# Outer Banks Tuna fishing.. When is the best time of yr.



## sharon time (Jun 20, 2004)

Always wanted to do a tuna charter (bucket list) , but with the cost and 2 sons we just did the usual charter. Well my youngest just graduated from college and landed a job. He now wants to take ME fishing and foot the bill. Maybe I did something right. He wants me to find out best time of year. Any help out there?


----------



## walleyekiller (Mar 24, 2011)

I am no expert but usually September - December is best at the outer banks. We go with phideaux charters and have a blast. He's a hell of a good captain. Last year we got 16 yellow and black fin and 2 sail fish. Defiantly would recommend them.1700 for day.


----------



## ohiotuber (Apr 15, 2004)

A first hand recommendation as stated on the other reply is always good. If you need other info, try contacting Oregon Inlet http://www.oregon-inlet.com/
They certainly can help you. Highly recommended.
Mike


----------



## capt S (Sep 5, 2007)

walleyekiller, what time of year did you go?


----------



## heidlers (May 24, 2010)

I went out years ago and got plenty of yellowfin in late October. None were bigger than about 40lbs, most a little smaller. If you can brave the conditions, the big Bluefin make their annual run fairly close to shore sometime btwn Jan.-Mar., I think. I agree with the prior post- contact the guys down at Oregon Inlet. Good luck.


----------



## Treeman (Nov 23, 2010)

You can fish off Hatteras for tuna all year. Bluefin are probably moving further south by now. You have to read the reports. I dont because I might start crying. I havent lived down there in a few years. The problem arranging a charter Dec-March is the weather. Its a real gamble.
But the spring is INCREDIBLE out of Oregon and Hatteras Inlet.
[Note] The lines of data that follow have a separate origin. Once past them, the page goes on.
PR #1086, opened 2022-09-15
Initialize triggers using default member initializers

scottj97:
Instead of constructor member initializer lists, which require repeating the list of members, and cause ugly merge conflicts when the list of members changes.


aswaterman (approved):
I was unaware of this C++ feature until just now. Agreed with your remarks.

timsifive (approved):

PR #1088, opened 2022-09-22
Run CI with -Werror

aswaterman:
I don't want to enable `-Werror` by default, because we don't know what compilers our users are using and we don't want to make their builds fail for no good reason.  But I still think we should run CI with `-Werror` to avoid new warnings creeping in.

Over time, we can add extra flags to be more pedantic, but this will require experimentation and code improvements.


aswaterman:
Unilaterally merging this, since it's just a CI change and it avoids a merge conflict I'm about to otherwise create.

PR #1089, opened 2022-09-23
Fix or work around ignored-qualifiers, unused-function, unused-parameter, and unused-variable warnings

aswaterman:
Also, add these to the `-Werror` list so CI tests so we won't regress.


scottj97 (changes requested):
I don't have time today for a thorough review but I ran some quick tests.

13dac73a4300b499428dba26568b714b543891e2 breaks everything; segfault on every spike run.

aswaterman:
@scottj97 Sorry for the bother, but can you dig into that further?  I'm not getting any segfaults on either ARM+clang or x86+GCC.  It's possible you've exposed another incremental build bug and this will disappear with a clean build.  If not, can you gdb it and figure out where I screwed up?

aswaterman:
@jerinjoy I reverted the commit that adds the warning to the CI script, since we're using GCC in CI and GCC doesn't understand that flag.

scottj97:
> @scottj97 Sorry for the bother, but can you dig into that further? I'm not getting any segfaults on either ARM+clang or x86+GCC. It's possible you've exposed another incremental build bug and this will disappear with a clean build. If not, can you gdb it and figure out where I screwed up?

Clean build still fails. Running `spike` with no options is successful, but `spike -h` core dumps. My system doesn't have full debug-ability (I'll work on that) so this is all I got from gdb:
```
0x00007ffff6d8b4a7 in ____strtoull_l_internal () from /lib64/libc.so.6
Missing separate debuginfos, use: debuginfo-install glibc-2.17-325.el7_9.x86_64
```

aswaterman:
Oh, sorry for failing to try the obvious.  I'll make a separate PR to add `spike -h` to the CI script.

aswaterman:
@scottj97 this is ready for review whenever you have time.  I know it's a wide-reaching and large PR, so I can split it up if you prefer, but if so, you should recommend the partitioning strategy.  (My own preference is to keep it intact, just for my own productivity, and since I intend no functional changes.)

scottj97:
Core dumps are fixed, but I won't have time to look at the source changes in detail until end of this week at the earliest. Feel free to merge if you need these changes in sooner.

aswaterman:
I'm fine with waiting a week.  Since I made plenty of judgment calls about whether to suppress, fix, or disable the warnings, it would be good to get a second opinion on my heuristics.

aswaterman:
@scottj97 merge conflicts have been fixed

fesvr/device.cc
```diff
@@ -35,6 +35,7 @@ void device_t::handle_command(command_t cmd)
 
 void device_t::handle_null_command(command_t cmd)
 {
+  (void) cmd;
```
scottj97: Would it solve the problem to instead leave the parameters unnamed?
```
void device_t::handle_null_command(command_t)
```

Or maybe (for better documentation):
```
void device_t::handle_null_command(command_t /*cmd*/)
```

riscv/v_ext_macros.h
```diff
@@ -208,9 +208,9 @@ static inline bool is_aligned(const unsigned val, const unsigned pos)
   require(P.VU.vsew >= e8 && P.VU.vsew <= e64); \
   require_vector(true); \
   reg_t vl = P.VU.vl->read(); \
-  reg_t sew = P.VU.vsew; \
+  reg_t UNUSED sew = P.VU.vsew; \
```
scottj97, line 211: I assume these are used by some instructions but not all. What happens if an UNUSED variable is actually used? Is it possible the compiler could emit bad code in that case?

aswaterman: Right, `__attribute__((unused))` means the variable _might_ be unused; it doesn't result in undefined behavior if the variable actually is used.

fesvr/device.cc
aswaterman: Agreed, I'll make that change.

softfloat/specialize.h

Tuna, dolphin, wahoo, etc Check out Teach's Lair or Hatteras Harbor for the early spring bite- mid April. Oregon Inlet- late April-May.
If you want to go in the summer. Try the Norfolk Canyon or Fingers out of Rudee Inlet if you don't mind a 60+ mile run. Chunking butterfish for 50-80 yellowfin is a blast. Having a fish like that hit while youre feeding line out. Watch your thumbs. Lol
As mentioned earlier the fall is awesome. If it were me I'd start looking for late April.
Good luck.


----------



## walleyekiller (Mar 24, 2011)

We always go at the end of September. houses are half as much and the surf and deep sea fishing seems better. like the other post said the weather can be iffy that time of year


----------



## walleyekiller (Mar 24, 2011)

We were the seconed charter he took after the hurricane that went through last year. That place was a mess. We couldn't even get to salvo where we usually stay, so we got a house in corolla last year.


----------



## ironman172 (Apr 12, 2009)

I like the gulf coast, and this guy would be my first and almost only choice....very close to blue water and the rigs too 

http://www.paradise-outfitters.com/
















If you go with these guys....Tell Captain Woody Woods....(Ironman172) I sent you .........not that it will get you anything but grief....


----------



## Team Pursuit (Mar 27, 2008)

it depends on what kind of tuna you are looking to get. If you want giant Bluefin october in massachusetts off of the cape is your best shot to land a 1000lb fish, second would be december out of the oregon inlet. If its not the giants you are after, ironman is right. You cant beat Venice La yellowfin fishing in october during shrimp season. You dont have to go far from shore and you will most likely be trolling right behind a shrimp boat. The weather is still good then and you will catch alot of tuna. Most will be in that 50-100lb range but you have a good chance of getting that 150-200lb yellowfin. Have fun, its the most fun you will ever have fishing


----------